## What is needed
Read through the listing below and return only the lines containing "MessageType".

## Recorded data
PR #62, opened 2024-02-29
Add a command to install eslint plugin

sfdctaka:
This command will add an item in `devDependencies` of `package.json`. That item is `eslint-plugin-lwc-graph-analyzer`.

If there is no `.eslintrc.json` or is missing to add configuration there that would be added too.


package.json
```diff
@@ -40,6 +40,12 @@
         "command": "salesforcedx-vscode-offline-app.onboardingWizard",
         "title": "%extension.commands.config-wizard.title%",
         "category": "%extension.commands.config-wizard.category%"
+      },
+      {
+        "command": "salesforcedx-vscode-offline-app.configureLintingTools",
+        "title": "%extension.commands.config-linting-tools.title%",
+        "category": "%extension.commands.config-wizard.category%",
+        "when": "sfdx_project_opened"
```
sfdctaka, line 48: @maliroteh-sf I can't get `when` clause to not show the command if the folder opened in VSCode is not SFDX project. Do you know what I may be doing incorrectly?

sfdctaka:
@maliroteh-sf @dbreese @khawkins May I get help from you on the text copies please?

package.json
maliroteh-sf: That's b/c you must define the `menus` section too. So the `contributes` section should look like this instead:
```
"contributes": {
  "menus": {
    "commandPalette": [
      {
        "command": "salesforcedx-vscode-offline-app.configureLintingTools",
        "when": "sfdx_project_opened"
      }
    ]
  },
  "commands": [
    {
      "command": "salesforcedx-vscode-offline-app.onboardingWizard",
      "title": "%extension.commands.config-wizard.title%",
      "category": "%extension.commands.config-wizard.category%"
    },
    {
      "command": "salesforcedx-vscode-offline-app.configureLintingTools",
      "title": "%extension.commands.config-linting-tools.title%",
      "category": "%extension.commands.config-wizard.category%"
    }
  ]
},
```

src/utils/workspaceUtils.ts
```diff
@@ -67,6 +69,38 @@ export class WorkspaceUtils {
...
+
+    static setPackageJson(packageJson: object) {
+        fs.writeFileSync(
+            path.join(this.getWorkspaceDir(), PACKAGE_JSON),
+            JSON.stringify(packageJson, null, TAB_SPACES)
+        );
+    }
+
+    static packageJsonExists(): boolean {
+        return fs.existsSync(path.join(this.getWorkspaceDir(), PACKAGE_JSON));
```
maliroteh-sf, line 90: See my comment below for `isSfdxProjectOpened`.... I think `packageJsonExists()` should never throw and instead should always return either `true` or `false` Since  `getWorkspaceDir()` can throw you should wrap this code in `try-catch` to ensure you always return either `true` or `false`

maliroteh-sf (changes requested):

src/utils/workspaceUtils.ts
```diff
@@ -67,6 +69,38 @@ export class WorkspaceUtils {
...
+    }
+
+    static lwcFolderExists(): boolean {
+        return fs.existsSync(
+            path.join(this.getWorkspaceDir(), WorkspaceUtils.LWC_PATH)
+        );
+    }
+
+    static isSfdxProjectOpened(): boolean {
```
maliroteh-sf, line 99: This is not correct. You should also add [this line](https://git.soma.salesforce.com/MobilePlatform/salesforcedx-vscode-mobile/blob/browser-container/src/extension.ts#L58) from the code that I shared with you.

Basically `isSfdxProjectOpened()` should never throw and instead should return either `true` or `false` but as you have defined it right now, `getWorkspaceDir()` can throw. So either at the line above or wrap the whole thing in `try-catch`

```
static isSfdxProjectOpened(): boolean {
    try {
        return fs.existsSync(
            path.join(this.getWorkspaceDir(), SFDX_PROJECT_FILE)
        );
    } catch {
        return false;
    }
}
```

src/utils/workspaceUtils.ts
sfdctaka: Does `fs.existsSync()` throw error? The return value is boolean so if an error is thrown internally in that method it should be caught and return `false`. So basically it should be what you suggested inside it. Let me check, that's what I thought I read it somewhere.

sfdctaka: https://github.com/nodejs/node/blob/40565e90b4fc72649cd4801b01d6e0e00f21b06c/lib/fs.js#L283

sfdctaka: Nvm. You meant getWorkspaceDir can throw. I'm going to fix it. Thanks.

package.json
```diff
@@ -35,11 +35,25 @@
...
       {
         "command": "salesforcedx-vscode-offline-app.onboardingWizard",
         "title": "%extension.commands.config-wizard.title%",
         "category": "%extension.commands.config-wizard.category%"
+      },
+      {
+        "command": "salesforcedx-vscode-offline-app.configureLintingTools",
+        "title": "%extension.commands.config-linting-tools.title%",
+        "category": "%extension.commands.config-wizard.category%",
+        "when": "sfdx_project_opened"
```
maliroteh-sf, line 56: This should not be here anymore. The `when` clause should not be under `commands` but under `menus`

src/commands/lint/configureLintingToolsCommand.ts
```diff
@@ -0,0 +1,202 @@
...
+    InformationYesNo,
+    InformationOk
+}
+
+export function onActivate(context: ExtensionContext) {
+    commands.executeCommand(
+        'setContext',
+        'sfdx_project_opened',
+        WorkspaceUtils.isSfdxProjectOpened()
+    );
```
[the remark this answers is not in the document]
maliroteh-sf: Yes I'm sure. It works right now b/c you only have `sfdx_project_opened` called in `onActivate` of this command only.... but that is bad design. You are setting the context for the entire extension but inside the `onActivate` of this command. The correct design is to do it inside the `onActivate` of the extension itself. Then the `onActivate` of this command can be deleted altogether.

maliroteh-sf (approved):
👍

package.json
```diff
@@ -35,11 +35,24 @@
   "main": "./out/extension.js",
   "l10n": "./l10n",
   "contributes": {
+    "menus": {
+      "commandPalette": [
+        {
+          "command": "salesforcedx-vscode-offline-app.configureLintingTools",
+          "when": "sfdx_project_opened"
```
khawkins, line 42: Oh cool, I didn't know about this functionality. That's a clean way to specify a precondition here.

package.json
```diff
@@ -35,11 +35,24 @@
...
     "commands": [
       {
         "command": "salesforcedx-vscode-offline-app.onboardingWizard",
         "title": "%extension.commands.config-wizard.title%",
         "category": "%extension.commands.config-wizard.category%"
+      },
+      {
+        "command": "salesforcedx-vscode-offline-app.configureLintingTools",
+        "title": "%extension.commands.config-linting-tools.title%",
+        "category": "%extension.commands.config-wizard.category%"
```
khawkins, line 55: Hmmm, I'm not sure about this. In theory this doesn't just apply to the Starter Kit—or really at all, because the Starter Kit already has the linting rules configured out of the box. I wonder if we should define a new category, perhaps called "Salesforce Mobile Offline"?

src/commands/lint/configureLintingToolsCommand.ts
```diff
@@ -0,0 +1,194 @@
...
+import { commands, l10n, window, ExtensionContext } from 'vscode';
+import * as fs from 'fs';
+import * as path from 'path';
+import { WorkspaceUtils } from '../../utils/workspaceUtils';
+import { TAB_SPACES } from '../../utils/constants';
+
+const configureLintingToolsCommand =
+    'salesforcedx-vscode-offline-app.configureLintingTools';
+const eslintDependencies = [
+    ['@salesforce/eslint-plugin-lwc-graph-analyzer', '^0.9.0'],
```
khawkins, line 17: These are configuration items where at least the version values would be better represented in [contributes.configuration](https://code.visualstudio.com/api/references/contribution-points#contributes.configuration) settings. That way a) we take hard-coded data out of the code, and b) users can update these values in their own personal configuration settings, to override the versions we select.

src/commands/lint/configureLintingToolsCommand.ts
```diff
@@ -0,0 +1,194 @@
...
+                    title: l10n.t('OK')
+                });
+            case MessageType.InformationYesNo:
+                return await window.showInformationMessage(
+                    localizedMessage,
+                    { title: l10n.t('Yes') },
+                    { title: l10n.t('No') }
+                );
+            case MessageType.InformationOk:
+                return await await window.showInformationMessage(
```
khawkins, line 180: You have one too many `await`s here.

src/commands/lint/configureLintingToolsCommand.ts
```diff
@@ -0,0 +1,194 @@
...
+    Error,
+    InformationYesNo,
+    InformationOk
+}
+
+export class ConfigureLintingToolsCommand {
+    static async configure(): Promise<boolean> {
+        try {
+            if (!WorkspaceUtils.lwcFolderExists()) {
+                await this.showMessage('LWC folder does not exist.');
```
khawkins, line 38: Do these messages need any further context? I don't know what the message title/header will look like, if any. But on their own, these messages seem a little sparse/ambiguous.

src/commands/lint/configureLintingToolsCommand.ts
```diff
@@ -0,0 +1,194 @@
...
+            if (!WorkspaceUtils.packageJsonExists()) {
+                await this.showMessage(
+                    'The project does not contain package.json.'
+                );
+                return Promise.resolve(false);
+            }
+
+            // Ask user to add eslint plugin
+            const result = await this.showMessage(
+                'Do you want to add eslint plugin for LWC data graph anaylsis to your package.json?',
```
khawkins, line 51:
```suggestion
                'Do you want to add the ESLint plugin for LWC graph analysis to your project? This will give you linting feedback on code patterns that will not support your LWCs working offline, for mobile use cases.',
```

src/commands/lint/configureLintingToolsCommand.ts
```diff
@@ -0,0 +1,194 @@
...
+            WorkspaceUtils.getWorkspaceDir(),
+            WorkspaceUtils.LWC_PATH,
+            '.eslintrc.json'
+        );
+
+        if (fs.existsSync(eslintrcPath)) {
+            const eslintrc = JSON.parse(fs.readFileSync(eslintrcPath, 'utf-8'));
+            const eslintrcExtends = eslintrc.extends as Array<string>;
+
+            if (eslintrc && eslintrcExtends) {
```
khawkins, line 133: Should we not add the `extends` item, if it doesn't exist?

src/commands/lint/configureLintingToolsCommand.ts
```diff
@@ -0,0 +1,194 @@
...
+                        eslintrcPath,
+                        JSON.stringify(eslintrc, null, TAB_SPACES)
+                    );
+                }
+            }
+        } else {
+            // Create eslintrc
+            fs.writeFileSync(
+                eslintrcPath,
+                `{"extends": ["${eslintRecommended}", "${lwcGraphAnalyzerRecommended}"]}`
```
khawkins, line 158: To be consistent, it feels like we should build this up and save in the same format as we do for existing files. I.e. make a JSON object, and stringify it with `TAB_SPACES` to write it to disk.

src/commands/lint/configureLintingToolsCommand.ts
```diff
@@ -0,0 +1,194 @@
...
+                    modified = this.updateDevDependencies();
+                } catch (error) {
+                    await this.showMessage(
+                        `Error updating package.json: ${error}`
+                    );
+                    return Promise.resolve(false);
+                }
+
+                try {
+                    this.updateEslintrc();
```
khawkins, line 69: We should be tracking whether this file was updated or not too, and reporting to the user accordingly—even if the report is built into a single message. We could be updating this but not the `devDependencies`, and vice versa. We should be clear to the user, exactly what's being updated and what is not.

src/commands/lint/configureLintingToolsCommand.ts
```diff
@@ -0,0 +1,194 @@
...
+                } catch (error) {
+                    await this.showMessage(
+                        `Error updating .eslintrc.json: ${error}`
+                    );
+                    return Promise.resolve(false);
+                }
+
+                if (modified) {
+                    await this.showMessage(
+                        `Updated developer dependency in package.json. Run package manager such as npmr/yarn/pnpm to update node modules.`,
```
khawkins, line 79:
```suggestion
                        `Updated package.json to include offline linting package dependencies. In the Terminal window, be sure to run the install command for your configured package manager, to install the updated dependencies. For example, "npm install" or "yarn install".`,
```

src/commands/lint/configureLintingToolsCommand.ts
```diff
@@ -0,0 +1,194 @@
...
+                        MessageType.InformationOk
+                    );
+                } else {
+                    await this.showMessage(
+                        `No update was made in package.json. It already includes eslint plugin for LWC data graph analysis.`,
```
khawkins, line 84:
```suggestion
                        `All offline linting packages and dependencies are already configured in your project. No update has been made to package.json.`,
```

src/commands/lint/configureLintingToolsCommand.ts
```diff
@@ -0,0 +1,194 @@
...
+                        MessageType.InformationOk
+                    );
+                }
+
+                return Promise.resolve(true);
+            }
+        } catch (error) {
+            await this.showMessage(
+                `There was an error trying to update developer dependency in package.json: ${error}`
```
khawkins, line 93:
```suggestion
                `There was an error trying to update either the offline linting dependencies or linting configuration: ${error}`
```

src/utils/constants.ts
```diff
@@ -7,3 +7,6 @@
 
 export const MINIMUM_REQUIRED_VERSION_CORE_EXTENSION = '58.4.1';
 export const CORE_EXTENSION_ID = 'salesforce.salesforcedx-vscode-core';
+export const SFDX_PROJECT_FILE = 'sfdx-project.json';
+export const PACKAGE_JSON = 'package.json';
+export const TAB_SPACES = 2;
```
khawkins, line 12: Nit: Can we name this a bit more descriptively, e.g. `JSON_INDENTATION_SPACES`?

src/commands/lint/configureLintingToolsCommand.ts
sfdctaka: Showing 3 messages now at a maximum, one for updating `devdependencies`, one for updating `.eslintrc.json`, and one for running npm. I thought maybe I should mash the three. But localizing string was going to be tricky so instead went with three.

image

src/commands/lint/configureLintingToolsCommand.ts
sfdctaka: image

package.json
```diff
@@ -35,13 +35,41 @@
...
+      {
+        "command": "salesforcedx-vscode-offline-app.configureLintingTools",
+        "title": "%extension.commands.config-linting-tools.title%",
+        "category": "%extension.commands.salesforce-mobile-offline.category%"
+      }
+    ],
+    "configuration": {
+      "title": "%salesforce.mobile.extensions%",
+      "properties": {
+        "mobileOfflineLinting.eslint-plugin-lwc-graph-analyzer": {
```
sfdctaka, line 61: Without preceding `mobileOfflineLinting` separated by a dot the configuration doesn't get rendered in the settings page of VSCode. With it it becomes category name separated by a colon.

image

src/commands/lint/configureLintingToolsCommand.ts
```diff
@@ -0,0 +1,241 @@
...
+    InformationYesNo,
+    InformationOk
+}
+
+export class ConfigureLintingToolsCommand {
+    static async configure(): Promise<boolean> {
+        try {
+            if (!WorkspaceUtils.lwcFolderExists()) {
+                await this.showMessage(
+                    'LWC folder does not exist. The folder is required to create a configuration file for eslint.'
```
khawkins, line 54:
```suggestion
                    '"force-app/main/default/lwc" folder does not exist. This folder is required to create a configuration file for ESLint.'
```

src/commands/lint/configureLintingToolsCommand.ts
```diff
@@ -0,0 +1,241 @@
...
+                );
+                return Promise.resolve(false);
+            }
+
+            if (!WorkspaceUtils.packageJsonExists()) {
+                await this.showMessage(
+                    'The sfdx project does not contain package.json. It is required to specify dependent eslint packages.'
```
khawkins, line 61:
```suggestion
                    'Your project does not contain a "package.json" specification. You must have a package specification to configure these ESLint packages and their dependencies in your project.'
```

## Answer to this exercise
+            case MessageType.InformationYesNo:
+            case MessageType.InformationOk:
+                        MessageType.InformationOk
+                        MessageType.InformationOk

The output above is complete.